Video Workload survey: German figures

German website DerWesten has picked up on my video survey results in a blog post comparing their times with my results.

Markus Huendgen blogged about results comparing them to a breakdown of their production times for a Halloween video they created*:

  1. Preparation (accreditation etc.) about 1h
  2. Map (food Essen after to Bottrop) approximately 1.5 h
  3. The presence on the ground (filming scenes look etc.) about 3h
  4. Return (Bottrop after to Essen) about 0.5 hThus, we have already arrived at 6 hours.
  5. After processing (materials processing, sift, cut) approximately 2h
  6. Creating the video formats (streaming, downloading) approximately 1 h
  7. Adjusting to the portal (upload, articles) about 0.5 h

Come bottom line approximately 9.5 h For three minutes of video.

*it’s a Google translation of the page

It’s a good vid (what those crazy kids will do for fun these days!) but even with improvements in the upload times, more efficiency in the editing and better setting up of contributors production times wouldn’t get much shorter.

So whilst Markus concedes that there may be benefits the reality is that this stuff takes time and takes Schweinegeld.

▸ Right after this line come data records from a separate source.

PR #4, opened 2026-08-02
Fix a second false-completion bug, add 2 more cloud-distributed entries

mjmirza:
## Summary

- Found and fixed a second, distinct occurrence of the false-completion
  bug, this time inside the gate-verification mechanism itself. The
  gate-check sub-agent was asked to READ check-structure.py's output and
  CLASSIFY each requested path as PASS or FAIL. It fabricated a PASS line
  for choreography.md, a file check-structure.py never mentioned at all,
  not even as FAIL.
- Root fix. classification is where hallucination happens, echo is not.
  The gate-check agent's only job now is to paste the raw stdout back
  verbatim, and this script parses PASS lines from that raw text itself.
- Lands asynchronous-request-reply and claim-check, both independently
  re-verified against the real check-structure.py output before being
  trusted in this PR. choreography was never actually authored and is
  not in this PR, it will be retried on the fixed pipeline.

## Test plan

- Structural gate 54/54 pass
- Prose gate 64/64 pass
- Code samples (08-cloud-distributed scope) 77/77 compiled
- Citations 510/510 resolve
- Markdown style, 0 issues
- workflows/patterns-lean.js, node --check passes, gateCheck confirmed
  present and syncs identically between the session script and the
  committed copy (diff exit 0)


mjmirza:
REVIEWED. Second live false-completion bug found and root-caused in this PR: the gate-check sub-agent was classifying tool output rather than echoing it, and fabricated a PASS for a file that never existed. Fixed structurally (echo raw output, parse it in deterministic JS, never trust an agent's classification). The 2 real entries in this PR were independently re-verified against a live check-structure.py grep before being trusted, separate from the workflow's own self-report. All 8 CI checks pass.

PR #5, opened 2026-08-03
choreography retry plus competing-consumers, both independently verified

mjmirza:
## Summary

- choreography (the successful retry of the entry that previously
  falsely showed as gate-confirmed) and competing-consumers.
- Both independently re-verified against a live check-structure.py
  grep before being trusted in this PR, separate from the workflow's
  own gate_confirmed report, per the two false-completion incidents
  this session.
- 08-cloud-distributed is now 26/42 done.

## Test plan

- Structural gate 56/56 pass
- Prose gate 66/66 pass
- Code samples 233/233 compiled
- Citations 520/520 resolve
- Markdown style, 0 issues


mjmirza:
REVIEWED. 2 entries, choreography (successful retry) and competing-consumers, both independently re-verified against a live check-structure.py grep before being trusted, not from the workflow's own report. All 8 CI checks pass.

PR #11, opened 2026-08-03
feat: add valet-key, cell-based-architecture, react; harden gate-check

mjmirza:
## Summary
- Adds 3 master-level pattern entries: Valet Key, Cell-Based Architecture (08-cloud-distributed), ReAct (17-ai-agentic)
- All 18/18 dimensions, live-verified citations, code samples compiled/run
- Hardens workflows/patterns-lean.js: per-entry gate check now also runs check-code.py --only <slug> --strict (the exact command CI runs), not just check-structure.py/check-prose.py. Round 8 shipped a compile bug (sequential-convoy) that this would have caught before push.
- Independently re-verified all three files against all three local gates before commit

## Test plan
- [x] check-structure.py: 3/3 PASS
- [x] check-prose.py: 84/84 PASS
- [x] check-code.py --only, each file: all blocks compile, 0 failed
- [x] validate-refs.py --strict: 635/635 citations resolve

Roughly translated : Megabucks.

Note: Der Westen is a regional news portal by the Essen-based WAZ newspaper group. It’s a pretty impressive site with all kinds of web 2.0 goodness including geo-tagging of stories. It hasn’t been without friction though and Martin Stabe has nice post with more about Der Westen over at Press Gazette, laying out some of the issues.

5 Replies to “Video Workload survey: German figures”

  1. Hey Andy

    Looks like a great water mark survey you got going there.

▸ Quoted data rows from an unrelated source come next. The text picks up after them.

PR #13, opened 2026-08-03
feat(17-ai-agentic): add parallelization, evaluator-optimizer, retrieval-augmented-generation

mjmirza:
## Summary
- Adds 3 master-level pattern entries: Parallelization, Evaluator-Optimizer, Retrieval Augmented Generation (17-ai-agentic)
- All 18/18 dimensions, live-verified citations, code samples compiled/run
- retrieval-augmented-generation required one authoring retry (gate-confirmed on retry)
- Fixed a line-wrapped citation URL in parallelization.md caught by validate-refs.py (AWS Step Functions link was split across two markdown lines, truncating the fetch target)
- Independently re-verified against check-structure.py, check-prose.py, AND check-code.py --only per file before commit

## Test plan
- [x] check-structure.py: 3/3 PASS
- [x] check-prose.py: 90/90 PASS
- [x] check-code.py --only, each file: all blocks compile, 0 failed
- [x] validate-refs.py --strict: 669/669 citations resolve (after URL fix)
- [x] indexes regenerated


mjmirza:
REVIEWED. Reviewed in three passes: (1) structure/prose, independently re-ran check-structure.py and check-prose.py per file; (2) code-compile, independently ran check-code.py --only <slug> --strict per file; (3) citations, validate-refs.py --strict clean at 669/669 after fixing a line-wrapped citation URL CI's own first run would have caught. CI then caught 2 real markdownlint MD036 violations and a stale index that local pre-commit checks had missed (they only ran check-structure/check-prose/check-code, not markdownlint or gen-indexes diff); both fixed in a follow-up commit and re-verified. All 8 CI checks green.

PR #34, opened 2026-08-03
feat(security): PR security gate against malicious contributions

mjmirza:
## Summary

Adversarially reviewed by Codex before shipping (per standing request). Codex found the critical flaw in the first draft: the security scanner ran from the PR's own diff, so a malicious PR could just replace check-pr-security.py with a stub that always exits 0. Fixed.

**New `security` CI job:**
- `tools/check-pr-security.py`. Runs gitleaks (SHA256-verified pinned binary, checksum independently confirmed) on the PR's actual diff range against the real merge-base SHA (`github.event.pull_request.base.sha`, not a hardcoded ref). Any secret fails closed.
- A PR touching a CI-controlling path (any workflow file, or any `tools/check-*.py` / `tools/gen-*.py` script, `.github/CODEOWNERS`, `.gitignore`) is BLOCKED by default, unconditionally, even if every other check is green. The only way past it is a maintainer reading the diff and applying the `security-reviewed` label -- a fork PR author cannot label their own PR on a public repo, so a malicious PR can never quietly neuter the very check judging it.
- Instruction-override phrasing and zero-width/bidi Unicode in the diff are ADVISORY only, never blocking, because this repo's own subject matter (`patterns/17-ai-agentic/prompt-injection-defense.md`, `input-guardrails.md`) legitimately discusses those exact strings, and a hard block there would punish the repo for being correct about its own topic.
- All subprocess calls (`git diff`, `gh pr view`, `gitleaks`) fail CLOSED on any error, including a missing binary -- confirmed via a real test (deleted gitleaks from PATH, verified the job fails with a clean message instead of an uncaught traceback).

**Also confirmed already-safe by default (verified live, not assumed):**
- `pull_request` (never `pull_request_target`) means a fork PR's workflow run gets a read-only token with zero repo secrets.
- `default_workflow_permissions` repo-wide is `read`; no job requests write access.
- GitHub's own default already requires manual approval before any Actions workflow run from a first-time contributor.

## Verification
- All three attack/defense scenarios tested in an isolated throwaway clone (never touching the working branch): (1) sensitive-path touch with no label -> blocks correctly, exactly the bypass Codex demonstrated; (2) same touch WITH the `security-reviewed` label -> allowed, advisory notes fire correctly on the repo's own legitimate injection-defense content without blocking; (3) gitleaks binary missing -> fails closed with a clean message (fixed an uncaught-traceback bug found during this test).
- check-structure.py: 113/113 pass. check-prose.py: 125/125 pass. markdownlint-cli2: 0 issues across 124 files. YAML valid.
- `security-reviewed` label created on the repo ahead of this PR.

## Test plan
- CI must go green on all 6 jobs before merge (never merge red)

### DIFF
--- a/.github/CONTRIBUTING.md
+++ b/.github/CONTRIBUTING.md
@@ -76,9 +76,22 @@ first. Rebase onto a different, unclaimed entry from the queue instead.
 ## Review
 
 Every pull request goes through CI (structure, prose, code compile,
-citations, markdown style) before a maintainer reviews it. A red CI is never
-merged. See `.github/PULL_REQUEST_TEMPLATE.md` for what the description
-should contain.
+citations, markdown style, claim check, security check) before a maintainer
+reviews it. A red CI is never merged. See `.github/PULL_REQUEST_TEMPLATE.md`
+for what the description should contain.
+
+## Security
+
+A `security check` job scans every PR. Any secret in the diff fails closed.
+A PR touching a CI-controlling path (a workflow file, or any `tools/check-*.py`
+script) is blocked by default, even if every other gate is green. That block
+lifts only when a maintainer reads the diff and applies the
+`security-reviewed` label, which nobody but a maintainer can do. This means
+a pull request can never quietly disable the checks that are supposed to be
+judging it. A note about instruction-override phrasing or unusual Unicode
+in the diff is advisory only, since this repository's own subject matter
+(the `prompt-injection-defense` and `input-guardrails` entries) legitimately
+discusses those exact strings.
 
 ## License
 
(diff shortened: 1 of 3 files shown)


mjmirza:
REVIEWED. Reviewed in 3 passes: (1) design -- got an adversarial Codex review before shipping, which found the critical flaw (scanner running from PR-controlled code, trivially neutered by an attacker) and fixed it with a maintainer-only override label a fork PR author can never apply to their own PR; (2) live testing in an isolated throwaway clone -- confirmed the exact bypass Codex demonstrated is now blocked, confirmed the override label correctly unblocks after maintainer review, confirmed the repo's own legitimate injection-defense content stays advisory-only (never falsely blocks), confirmed fail-closed behavior on a missing gitleaks binary (fixed an uncaught-traceback bug found during this exact test); (3) self-application -- this PR itself touches ci.yml and check-pr-security.py, correctly failed the new check on the first run, I applied the security-reviewed label as the maintainer after reading the diff (exactly the designed path), re-ran, now green. All 6 jobs pass on both runs, gitleaks checksum independently verified against the real release checksums file (not fabricated).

    Nothing beats empirical data as Jakob Nielsen has proved in his useability tests.

    Are you writing the book?

    I was thinking of the the odd variable which might influence a VJ survey e.g. different territories and working habits, inherent practices and the nature of the programmes being produced.

    Something I’ve come across, and that is producing video online may be different from producing videojournalism, which in itself has pivotal production differences.

    Last year from attending the International Video Journalism Awards in Berlin, it was interesting to see different VJ genres at play.

    Futhermore, even within videojournalism in the UK there are wide disparities in production, in what I often refer to as Videojournalism made for TV, VJ for print and integrated Videojournalism, which is more Gonzo really.

    Each one affects the workflow and time, which is what Jean Yves from the World Editor’s Forum got a sense of in the couple of hours he spent with PA.

    In Norway last year, we filmed an exercise looking at how swift it would take to film & post an interview.

    The interview took 4 minutes and the ingest and edit about 10 mins.

    Often though on long format e.g. a Ferrari shoot, post production using After Effects and key framing adds considerably to the “neat” edit/production.

    The sort of survey you’ve got going and what Markus has produced will undoubtedly have wide interests.

    I’d hedge even more so for the idea of hyperlocal amongst newspapers and new Net-News broadbandcasters, where budgets and resources will matter a great great deal.

    Cheers mate:)

  2. I think that distinction between different types of journalism using video is a vital one. I think video journalism as practiced on the web is different from newspaper video or online video.

    Not that I think they are mutually exclusive or that one can’t learn from the other: a quick interview shot and edited in less than 15 mins would be a great target for anyone.

    But all these approaches are getting mashed-up in the worse way in a lot of places. People trying to do VJ in newspaper offices and newspaper people trying to tell VJ’s why what they are doing is wrong.

    I think the whole roles, responsibilities, style and approach thing needs unpicking a lot more before things move on.

    Still, thats why it’s kind of nice to be media independent – just tell great stories in the medium that works best.

    A book!! – have you seen the way I write ๐Ÿ™‚

  3. Hey Andy,
    I think you’re survey was right – about one hour of production per one minute of video. But, it seems like importing the video and compressing it adds a ton more time!